Para além da questão estética dos edifícios que compõe a renovação e caracterização do centro moderno de Campinas, a paisagem da cidade também foi alterada devido ao tamanho cada vez maior dos novos prédios, como vemos que

“O centro mudara seu aspecto. No início da década dos cinquenta os edifícios com mais de cinco pavimentos eram poucos. A morfologia do centro se marcava pelas casas térreas ou assobradadas e as torres das igrejas eram ainda visíveis. Dez anos depois, já não se viam as torres e o centro era um aglomerado de edifícios. O centro se verticalizara. Esta, é, talvez, a transformação mais visível que ocorrera”. (CARPINTERO, 1996)

Carpintero finaliza o livro levando em consideração questões em relação aos investimentos do Plano e os incentivos econômicos relacionados a ele, como a construção civil e a inserção do mercado automobilístico, a troca dos trens como meio de transporte para ônibus e carros e, por isso, o investimento na transformação urbanística.

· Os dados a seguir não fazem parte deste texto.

PR #1390, opened 2026-06-29
Fix flaky raft muliti-node test

zonotope:
Fixes the `liveness_monitor_demotes_killed_follower` test in `fluree-db-server/tests/raft_multi_node.rs`, which flaked at ~25–37% under `cargo nextest` parallelism on CI. The underlying bug is in `LivenessMonitor::tick`, not the test: under the bootstrap sequence (`initialize` → `add-learner` → `change-membership`), the monitor was seeding peer trackers for learners before they were promoted to voters, leaving each seeded tracker in a state where the hysteresis check permanently blocked any future Demote propose for that peer.

## Root cause

`LivenessMonitor::tick` iterated openraft's `metrics.replication` map to build per-peer trackers. That map includes **learners** as well as voters — a node added via `add-learner` shows up there from the first append-entries it receives. At that moment the learner is not in `worker_eligible_voters` (only voters are), so `or_insert_with` seeded the tracker via `PeerTracker::for_ineligible_peer()`, which sets `last_proposed = Some(Demote)` to support the cross-leader-transition promote path.

When `change-membership` later promoted the learner to a voter, the state-machine apply atomically added it to both `configured_voters` and `worker_eligible_voters` — but the monitor's existing tracker was untouched. The stale `last_proposed = Some(Demote)` then short-circuited the Demote arm of `next_eligibility_proposal` forever: when the voter was later killed, the monitor correctly observed lag (`unreachable_since` set, `unreachable_after` elapsed) but the `tracker.last_proposed != Some(Demote)` guard returned `None`, and `worker_eligible_voters` never lost the dead voter.

Local repro under parallel load showed the leader stable at `last_log_index = 12`, peer 2 stuck at match index 7 — five entries of unambiguous "leader ahead of peer" lag — with the monitor proposing nothing. Sequential runs passed reliably because the bootstrap window closed before the test killed the follower, and the monitor's first tick caught a steady-state membership; only the contention-induced delay between `add-learner` and `change-membership` made the bug observable.

## Fix

`fluree-db-consensus/src/raft/liveness_monitor.rs`:

- Snapshot `configured_voters` from the replicated state machine alongside `worker_eligible_voters` in the same `shared_state.read().await`. Both sets are updated atomically by the membership-apply in `state_machine_adapter.rs`, so the snapshot can never see a voter present in one but not the other.
- Skip any peer not in `configured_voters` before creating its tracker. Learners are not workers (`apply_set_worker_eligibility` refuses any voter outside `configured_voters` anyway), so there's no reason to track them — and skipping them is what prevents the pre-promotion `for_ineligible_peer` seeding.
- Drop the `last_membership_log_id` caching that previously gated the tracker-pruning `retain`. The optimization predates pulling `configured_voters` from state every tick; with the state read already happening for `eligible_voters`, the additional `BTreeSet<NodeId>` clone is free at realistic cluster sizes. The `retain` now runs every tick directly against the per-tick voter snapshot.

`fluree-db-server/tests/raft_multi_node.rs`:

- Add `leader_metrics_snapshot` and include its output (`current_leader`, `last_log_index`, per-peer match indices) in `wait_for_voter_demoted`'s timeout panic. The pre-fix flake message was `last={1, 2, 3, 4, 5}` — which says the demote didn't land but doesn't say why. The new message attaches the openraft metrics the monitor reads, so a future regression points straight at whether the leader was advancing, which peers were stuck, and at what index.

## Verification

- `raft_multi_node` test binary, 20 consecutive parallel runs under `cargo test` default parallelism: **20/20 pass**. Pre-fix baseline on the same machine flaked 25–37% on the same workload.
- 5 consecutive sequential runs (`--test-threads=1`): 5/5 pass.
- `fluree-db-consensus` lib tests: 345 passed, 0 failed.
- `liveness_monitor` unit tests (the tracker-level logic): 12/12 pass — no behavior change at that layer.
- `raft_integration` tests: 5/5 pass.
- `cargo fmt --check` and `cargo clippy --all-targets` clean on both touched crates.

### DIFF
--- a/fluree-db-consensus/src/raft/liveness_monitor.rs
+++ b/fluree-db-consensus/src/raft/liveness_monitor.rs
@@ -201,24 +201,13 @@ impl LivenessMonitor {
     /// them on abort.
     pub async fn run(self) {
         let mut trackers: HashMap<NodeId, PeerTracker> = HashMap::new();
-        // Cache the log id of the most recently observed membership
-        // change. When it doesn't advance between ticks, the voter
-        // set is unchanged and the tracker-pruning collect+retain
-        // pair can be skipped.
-        let mut last_membership_log_id: Option<LogId<NodeId>> = None;
         loop {
             tokio::time::sleep(self.config.sample_interval).await;
-            self.tick(&mut trackers, &mut last_membership_log_id, Instant::now())
-                .await;
+            self.tick(&mut trackers, Instant::now()).await;
         }
     }
 
-    async fn tick(
-        &self,
-        trackers: &mut HashMap<NodeId, PeerTracker>,
-        last_membership_log_id: &mut Option<LogId<NodeId>>,
-        now: Instant,
-    ) {
+    async fn tick(&self, trackers: &mut HashMap<NodeId, PeerTracker>, now: Instant) {
         // Read what we need from the metrics ref and drop it
         // before any await. Cloning the whole `RaftMetrics` (the
         // earlier shape) deep-copied the per-peer replication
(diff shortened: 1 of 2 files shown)


bplatz (approved):
👍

“A adoção do planejamento representa uma primeira forma de adesão a modernidade. A renovação do centro, por sua vez, com a adoção de uma estética industrial, expressa principalmente na linguagem urbana e arquitetônica moderna, demonstra de outra forma essa mesma adesão”. (CARPINTEIRO, 1996)

A contribuição de Momentos de Ruptura para o pensamento urbanístico moderno é essencial para a pesquisa acerca do contexto das transformações das cidades do interior paulista. No mesmo sentido, outra obra destacável no processo de refletir sobre o binômio modernidade x urbanismo é o livro de Ricardo Badaró, Campinas, o despontar da modernidade.

 

Este texto foi produzido por Marina Cruz de Albuquerque como fruto das atividades de Estágio Supervisionado do Departamento de História do Instituto de Filosofia e Ciências Humanas – Unicamp, ministrada pelo Prof. Dr. Aldair Carlos Rodrigues, e realizadas sob supervisão dos técnicos do Centro de Memória-Unicamp.